"“It was like an airbag, it cushioned the blow”: A multi-site qualitative study of bereaved parents’ experiences of using cooling facilities

Julia Hackett, Emily Heavey, Bryony Beresford

Research output: Contribution to journalArticlepeer-review

Abstract

Background: The death of a child is an acutely distressing experience. Evidence on the benefits and value to parents of spending time with their child’s body following their death means this is now integrated into routine practice. UK children’s hospices have a tradition of offering parents opportunity to use cooling facilities to extend this time by slowing deterioration of the body.

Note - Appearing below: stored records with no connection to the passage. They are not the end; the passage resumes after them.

PR #798, opened 2020-05-26
fix(rum-core): consider user defined type of high precedence

### LINKED ISSUE #758: React withTransaction not redefining transaction type
I'm using `withTransaction` from the react package, but its behaving strangely. I'm still getting `route-change` events, but not the custom `component` events that should be happening (I'm following the [elastic docs](https://www.elastic.co/guide/en/apm/agent/rum-js/5.x/react-integration.html#_instrumenting_individual_react_components) to create the custom `component` transactions). When I turn logging to debug, it says the transaction type is redefined at first, but it doesn't appear to stick once the transaction is actually done? The custom name does appear to stick

image

vigneshshanmugam:
+ fix #758 
+ User defined type for managed transaction should be considered a high priority as it would let users to filter these transactions in the UI in a better way. This applies only to managed transaction and custom transactions is not touched in this PR. 
+ Also moved and improved the logging after the redefining as it gives false information as mentioned in the linked issue.

### DIFF
--- a/packages/rum-core/src/performance-monitoring/transaction-service.js
+++ b/packages/rum-core/src/performance-monitoring/transaction-service.js
@@ -143,29 +143,20 @@ class TransactionService {
       const currentTypeOrder = TRANSACTION_TYPE_ORDER.indexOf(tr.type)
       const redefineTypeOrder = TRANSACTION_TYPE_ORDER.indexOf(type)
 
-      if (currentTypeOrder >= 0) {
-        /**
-         * If the redefined type is not present in the predefined order, that implies
-         * it's a user defined type and it is of higher precedence
-         */
-        if (redefineTypeOrder === -1) {
-          redefineType = type
-        } else if (
-          /**
-           * Update type based on precedence defined in TRANSACTION_TYPE_ORDER.
-           * If either orders don't exist we also don't redefine the type.
-           */
-          redefineTypeOrder >= 0 &&
-          redefineTypeOrder < currentTypeOrder
-        ) {
-          redefineType = type
-        }
+      /**
+       * Update type based on precedence defined in TRANSACTION_TYPE_ORDER.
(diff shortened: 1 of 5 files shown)


vigneshshanmugam:
@jahtalab Integration test failure is unrelated, Good to be reviewed.

packages/rum-core/src/performance-monitoring/transaction-service.js
```diff
@@ -139,28 +139,36 @@ class TransactionService {
...
+        } else if (
+          /**
+           * Update type based on precedence defined in TRANSACTION_TYPE_ORDER.
+           * If either orders don't exist we also don't redefine the type.
+           */
+          redefineTypeOrder >= 0 &&
+          redefineTypeOrder < currentTypeOrder
+        ) {
+          redefineType = type
+        }
```
jahtalab, line 162: I think this if can be written as follows and it would have the same effect:

```suggestion
        if (redefineTypeOrder < currentTypeOrder) {
          redefineType = type
        }
```

vigneshshanmugam: try harding `if else` 😅

packages/rum-core/src/performance-monitoring/transaction-service.js
```diff
@@ -139,28 +139,27 @@ class TransactionService {
...
+       */
+      if (currentTypeOrder >= 0 && redefineTypeOrder < currentTypeOrder) {
+        redefineType = type
+      }
       if (__DEV__) {
         this._logger.debug(
           `redefining transaction(${tr.id}, ${tr.name}, ${tr.type})`,
           'to',
-          `(${name}, ${type})`,
+          `(${name || tr.name}, ${redefineType})`,
```
vigneshshanmugam, line 159: sometimes, the name is undefined so it's better to log the redefined name without any changes.

PR #800, opened 2020-05-27
feat(rum-react): use correct path when route is path array

### LINKED ISSUE #702: Support path array
For `path`, react-router accepts "Any valid URL path or array of paths that path-to-regexp@^1.7.0 understands.".  But `ApmRoute` expects a string.

I suppose supporting an array of paths would require checking which path actually matched, which is a bit of a pain the way that `ApmRoute` is currently doing things.

I think it would be better if there was another component which just created a transaction while mounted, e.g.

```
<Route>
   <ApmTransaction name={path} type="route-change">
      ...
   </ApmTransaction>
</Route>
```

This would make it easier to use Apm in other routing systems besides react-router as well as helping solve this current issue.

vigneshshanmugam:
+ fix #702 
+ Uses the current path from router history if the path is provided as an array. Since the component is re rendered on other path mount, we wont create transaction as its the correct behaviour.


package.json
```diff
@@ -149,8 +149,8 @@
     "puppeteer": "^1.20.0",
     "react": "^16.2.0",
     "react-dom": "^16.2.0",
-    "react-router": "^4.2.0",
-    "react-router-dom": "^4.2.2",
+    "react-router": "^5.2.0",
```
vigneshshanmugam, line 152: path array is supported from version 5, so updated to latest to test. We dont use any breaking changes so should be good here.

vigneshshanmugam:
@jahtalab We will not be able to capture the current matched route in the `ApmRoute` component using any react lifecycle or hook since the path matching algorithm relies inside the rendering of `Route` component 
https://github.com/ReactTraining/react-router/blob/21a62e55c0d6196002bd4ab5b3350514976928cf/packages/react-router/modules/Route.js#L38-L42

So the only way I found was to compute the matched path inside our higher order component `ApmComponent` which has access to the passed in props to the component being mounted. 
https://github.com/ReactTraining/react-router/blob/21a62e55c0d6196002bd4ab5b3350514976928cf/packages/react-router/modules/Route.js#L64

Hope this explains the reason for doing it inside `ApmComponent` and not inside `ApmRoute`. Let me know if you need more details or any ideas.  

> I also considered if this would be useful for withTransaction alone, but I don't think there's a valid use-case for that. 

This is not the use case i was trying to address. So we can eliminate this requirement.

jahtalab:
Thanks for the background @vigneshshanmugam , My suggestion is to extend the functionality of `withTransaciton` to be able to change the transaction created through that without leaking the logic from ApmRoute into withTransaction. An example would be, if withTransaction accept a third argument as a callback which has the transaction and props, i.e.:

`withTransaction('name','type',(transaction, props)=>{transaction.name = ...})(Component)`

This has the added advantage that users can add keys from props to transaction labels if needed.

vigneshshanmugam:
> This has the added advantage that users can add keys from props to transaction labels if needed.

Good suggestion. I like the approach, Let me change the PR to account for it.

packages/rum-react/src/get-apm-route.js
```diff
@@ -48,7 +61,16 @@ function getApmRoute(apm) {
        */
       if (initial || pathChanged) {
         return {
-          apmComponent: withTransaction(path, 'route-change')(component),
+          apmComponent: withTransaction(
+            path,
```
jahtalab, line 65: Check the path for array here as well.

packages/rum-react/test/specs/get-apm-route.spec.js
```diff
@@ -105,6 +105,39 @@ describe('ApmRoute', function() {
...
+
+    const transactionService = serviceFactory.getService('TransactionService')
+    const dummyTr = {
+      name: 'test',
+      detectFinish: () => {}
+    }
+    spyOn(transactionService, 'startTransaction').and.returnValue(dummyTr)
+
+    const Home = () => 'home'
+    const Topics = () => 'Topics'
```
jahtalab, line 119: Maybe change one of these into a class to test both types

packages/rum-react/src/get-apm-route.js
vigneshshanmugam: Its not useful as it will always be array if its passed as array and `match` would always be null.

PR #803, opened 2020-05-29
fix(rum-core): capture tbt after all task entries are observed

### LINKED ISSUE #802: capture TBT after all long tasks are captured for page-load
+ The current TBT calculation has a bug as our observer would run whenever the entry is found and we could potentially capture TBT multiple times whenever there are long tasks are triggered during the time frame of page-load. 

One easy solution is to take records of the observed entries and act on it post page-load.

vigneshshanmugam:
+ fix #802 
+ On very long task entry, we populate the `module level metrics` constant and update the duration and use it once the page load is done to capture the TBT as spans. 
+ We have to do something similar for `CLS` as well.

### DIFF
--- a/packages/rum-core/src/performance-monitoring/metrics.js
+++ b/packages/rum-core/src/performance-monitoring/metrics.js
@@ -33,9 +33,14 @@ import { noop, PERF } from '../common/utils'
 import Span from './span'
 
 export const metrics = {
-  fcp: 0
+  fcp: 0,
+  tbt: {
+    start: Infinity,
+    duration: 0
+  }
 }
 
+const LONG_TASK_THRESHOLD = 50
 /**
  * Create Spans for the long task entries
  * Spec - https://w3c.github.io/longtasks/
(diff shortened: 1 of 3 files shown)


vigneshshanmugam:
Test failures are related to `apm-server` 8.0.0 snapshot.

vigneshshanmugam:
>  In the original issue you mention the buffering issue with long tasks but set buffered: false for long tasks, would please clarify the issue a bit?

I have updated the description of the issue, It does not matter if buffered is true or false, this double capture exists still. 

> In any case, I think we might have to change how we capture the PerformanceObserver events with regards to buffering.

Current implementation takes buffering in to account as well, Buffering would only just produce more events, It will not change the order event arrives so I dont follow you on this. In any case, lets tackle it in separate PR. 

> Also, WDYT about adding a test for the specific scenario that might result in capturing tbt multiple times?

It was quite hard to simulate it, I will give it a try and update the PR.

PR #1306, opened 2022-11-07
chore: replace bundlesize with bundlesize2

devcorpio:
# Summary

**bundlesize** depends on a version of **brotli** that depends on **iltorb 2.4.5** which is an archived repo and it's failing with Node.js 14

This change is [recommended](https://github.com/siddharthkp/bundlesize/pull/370#issuecomment-1038968845) by the author of bundlesize.

### DIFF
--- a/Jenkinsfile
+++ b/Jenkinsfile
@@ -90,7 +90,7 @@ pipeline {
               deleteDir()
               unstash 'source'
               script{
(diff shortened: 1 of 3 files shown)


kyungeunni (approved):
LGTM! :shipit:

Aim: To explore parents’ experiences of using cooling facilities and their beliefs about how it shaped their experiences of the very early days of bereavement, and on-going grieving processes.

Methods: Multi-site qualitative study employing in-depth interviews with bereaved parents whose child had died within the previous 36 months and had used a CF provided by a UK children’s hospice. Data were analysed using narrative and thematic approaches.

Results: Parents were recruited via 8 children’s hospices in England and Wales. A quarter of families approached were recruited, 23 interviews were completed. The ways parents used cooling facilities varied considerably. There was unanimous agreement on their value and benefits. We found evidence that using a cooling facility supported parents to begin to engage with the grief tasks. As well as easing the immediate experience, use of cooling facilities may influence bereavement outcomes in the longer term.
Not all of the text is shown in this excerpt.